We included randomised controlled trials (RCTs) or quasi-RCTs involving participants of any age treated with any type of immunotherapy for anti-MAG antibody-associated demyelinating peripheral neuropathy with monoclonal gammopathy of undetermined significance and of any severity.
Our primary outcome measures were numbers of participants improved in disability assessed with either or both of the Neuropathy Impairment Scale (NIS) or the modified Rankin Scale (mRS) at six months after randomisation. Secondary outcome measures were: mean improvement in disability, assessed with either the NIS or the mRS, 12 months after randomisation; change in impairment as measured by improvement in the 10-metre walk time, change in a validated linear disability measure such as the Rasch-built Overall Disability Scale (R-ODS) at six and 12 months after randomisation, change in subjective clinical scores and electrophysiological parameters at six and 12 months after randomisation; change in serum IgM paraprotein concentration or anti-MAG antibody titre at six months after randomisation; and adverse effects of treatments.
We followed standard methodological procedures expected by Cochrane.

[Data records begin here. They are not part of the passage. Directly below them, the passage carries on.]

PR #1376, opened 2024-02-04
bugfix: com.intellij.serviceContainer.AlreadyDisposedException

moqimoqidea:
I often use Intellij IDEA to open multiple projects, and frequently encounter the following stack errors when using plugins, which cause the entire software to freeze and unable to work.

```txt
ProcessCanceledException must not be thrown from document listeners for real document
   
   java.lang.Throwable: com.intellij.openapi.progress.ProcessCanceledException: com.intellij.serviceContainer.AlreadyDisposedException: Cannot create com.intellij.ui.docking.DockManager because container is already disposed (container=Project(name=my-project, containerState=DISPOSE_COMPLETED, componentStore=/Users/moqi/code/my-project) (disposed))
	at com.intellij.openapi.editor.impl.DocumentImpl$DelayedExceptions.register(DocumentImpl.java:837)
	at com.intellij.openapi.editor.impl.DocumentImpl.lambda$changedUpdate$1(DocumentImpl.java:916)
	at com.intellij.openapi.progress.impl.CoreProgressManager.lambda$executeNonCancelableSection$3(CoreProgressManager.java:222)
	at com.intellij.openapi.progress.impl.CoreProgressManager.registerIndicatorAndRun(CoreProgressManager.java:679)
	at com.intellij.openapi.progress.impl.CoreProgressManager.computeUnderProgress(CoreProgressManager.java:635)
	at com.intellij.openapi.progress.impl.CoreProgressManager.lambda$computeInNonCancelableSection$4(CoreProgressManager.java:230)
	at com.intellij.openapi.progress.Cancellation.computeInNonCancelableSection(Cancellation.java:64)
	at com.intellij.openapi.progress.impl.CoreProgressManager.computeInNonCancelableSection(CoreProgressManager.java:230)
	at com.intellij.openapi.progress.impl.CoreProgressManager.executeNonCancelableSection(CoreProgressManager.java:221)
	at com.intellij.openapi.editor.impl.DocumentImpl.changedUpdate(DocumentImpl.java:910)
	at com.intellij.openapi.editor.impl.DocumentImpl.updateText(DocumentImpl.java:814)
	at com.intellij.openapi.editor.impl.DocumentImpl.insertString(DocumentImpl.java:545)
	at com.intellij.openapi.editor.actions.EnterAction.insertNewLineAtCaret(EnterAction.java:62)
	at com.intellij.openapi.editor.actions.EnterAction$Handler.executeWriteAction(EnterAction.java:29)
[...]

Issue #917, opened 2023-11-29
Pycharm text types in reverse (


0x26res:
**Describe the bug**

I've installed the TabbyML plugin for PyCharm (v1.1.1).
After a while (several days), when I type anything on my pycharm it is spelled backward, because as I type the cursor moves backward.
The only solution is to disable the plugin and restart.

**Information about your version**

I'm using:
- `tabby 0.3.1` (though I don't think it matters).
- PyCharm 2023.2.5
- v1.1.1 of the plugin

**Information about your GPU**
Not applicatble

**Additional context**

I think other jetbrains plugin have got this issue https://intellij-support.jetbrains.com/hc/en-us/community/posts/8932067863570-Pycharm-text-is-typing-in-reverse-cursor-does-not-move-left-to-right-

icycodes:
Hi, thank you for reporting this bug.   
Could you please provide some steps to help reproduce this problem?  
If it occurs randomly, it would be helpful if you could share your IDE logs. You can locate IDE logs by `Help -> Show Log in Files|Finder...`, or refer to [this document](https://intellij-support.jetbrains.com/hc/en-us/articles/206544519-Directories-used-by-the-IDE-to-store-settings-caches-plugins-and-logs).

r7l:
I was running into this issue as well. Just restarted my PyCharm and and it was working normal again. Can't say what caused it.

0x26res:
@icycodes sadly it's hard to reproduce. I'll turn tabby back on and send you the logs if/when it happens again. But it may take a week.

chrishultin:
I've also seen this issue occur in IntelliJ Ultimate (most recently, today).  If it happens again, I'll try to grab logs.

0x26res:
@icycodes it just happened again.

There is a couple of relevant things in the log:
- an `AlreadyDisposedException` that seems to come from Tabby 
- this error :`Attempt to get line out of bounds: -1 < 0`

```
2023-11-30 09:13:15,643 [86824340] SEVERE - #c.i.o.v.n.AsyncEventSupport - com.intellij.serviceContainer.AlreadyDisposedException: Cannot create com.intellij.ui.docking.DockManager because container is already disposed (container=Project(name=jetpump2, containerState=DISPOSE_COMPLETED, componentStore=/Users/aandres/source/jetpump2) (disposed))
[...]

PR #1389, opened 2024-02-06
fix(intellij): com.intellij.serviceContainer.AlreadyDisposedException

moqimoqidea:
see #1376

### DIFF
--- a/clients/intellij/src/main/kotlin/com/tabbyml/intellijtabby/editor/EditorListener.kt
+++ b/clients/intellij/src/main/kotlin/com/tabbyml/intellijtabby/editor/EditorListener.kt
@@ -40,19 +40,32 @@ class EditorListener : EditorFactoryListener {
     editor.document.addDocumentListener(object : DocumentListener {
       override fun documentChanged(event: DocumentEvent) {
         logger.debug("DocumentListener: documentChanged $event")
-        if (editorManager.selectedTextEditor == editor) {
-          if (settings.completionTriggerMode == ApplicationSettingsState.TriggerMode.AUTOMATIC) {
-            completionProvider.ongoingCompletion.value.let {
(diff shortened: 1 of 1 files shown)


icycodes:
Thank you for the PR!
I will validate it in my environment.

moqimoqidea:
> Thank you for the PR!
> 
> I will validate it in my environment.

Hello, has this pr verification been successful?😄

icycodes:
> > Thank you for the PR!
> > I will validate it in my environment.
> 
> Hello, has this pr verification been successful?😄

After some testing in my environment, I found that the main problem is that the attached `DocumentListener` should not be invoded after the related editor is disposed. I believe we should remove the listener when the editor is released. This way, we will not need to always catch this error.

Additionally, I have found that this problem is related to issue #917. Both issues are caused by a `ContainerDisposedException`. Have you observed any behavior like reverse text typing mentioned in #917, or just a UI freeze?

moqimoqidea:
> > > Thank you for the PR!
> > > I will validate it in my environment.
> > 
> > 
> > Hello, has this pr verification been successful?😄
> 
> After some testing in my environment, I found that the main problem is that the attached `DocumentListener` should not be invoked after the related editor is disposed. I believe we should remove the listener when the editor is released. This way, we will not need to always catch this error.
> 
> Additionally, I have found that this problem is related to issue #917. Both issues are caused by a `ContainerDisposedException`. Have you observed any behavior like reverse text typing mentioned in #917, or just a UI freeze?

Yes, I have encountered the issue of reverse input in my use case, but the frequency is not high compared to freeze.

Thank you very much for your opinion. I just did a bugfix based on the error message from freeze combined with gpt4, and then verified that neither freeze nor reverse input occurred again.

If you have a more reasonable bugfix plan, I think the new plan is better. Haha, because I just solved the problem I encountered without considering a more elegant design at the IDE level.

We identified eight eligible trials (236 participants), which tested intravenous immunoglobulin (IVIg), interferon alfa-2a, plasma exchange, cyclophosphamide and steroids, and rituximab. Two trials of IVIg (22 and 11 participants, including 20 with antibodies against MAG), had comparable interventions and outcomes, but both were short-term trials. We also included two trials of rituximab with comparable interventions and outcomes.
There were very few clinical or statistically significant benefits of the treatments used on the outcomes predefined for this review, but not all the predefined outcomes were used in every included trial and more responsive outcomes are being developed. A well-performed trial of IVIg, which was at low risk of bias, showed a statistical benefit in terms of improvement in mRS at two weeks and 10-metre walk time at four weeks, but these short-term outcomes are of questionable clinical significance. Cyclophosphamide failed to show any benefit in the single trial's primary outcome, and showed a barely significant benefit in the primary outcome specified here, but some toxic adverse events were identified.
Two trials of rituximab (80 participants) have been published, one of which (26 participants) was at high risk of bias. In the meta-analysis, although the data are of low quality, rituximab is beneficial in improving disability scales (Inflammatory Neuropathy Cause and Treatment (INCAT) improved at eight to 12 months (risk ratio (RR) 3.51, 95% confidence interval (CI) 1.30 to 9.45; 73 participants)) and significantly more participants improve in the global impression of change score (RR 1.86, 95% CI 1.27 to 2.71; 70 participants). Other measures did not improve significantly, but wide CIs do not preclude some effect. Reported adverse effects of rituximab were few, and mostly minor.
There were few serious adverse events in the other trials.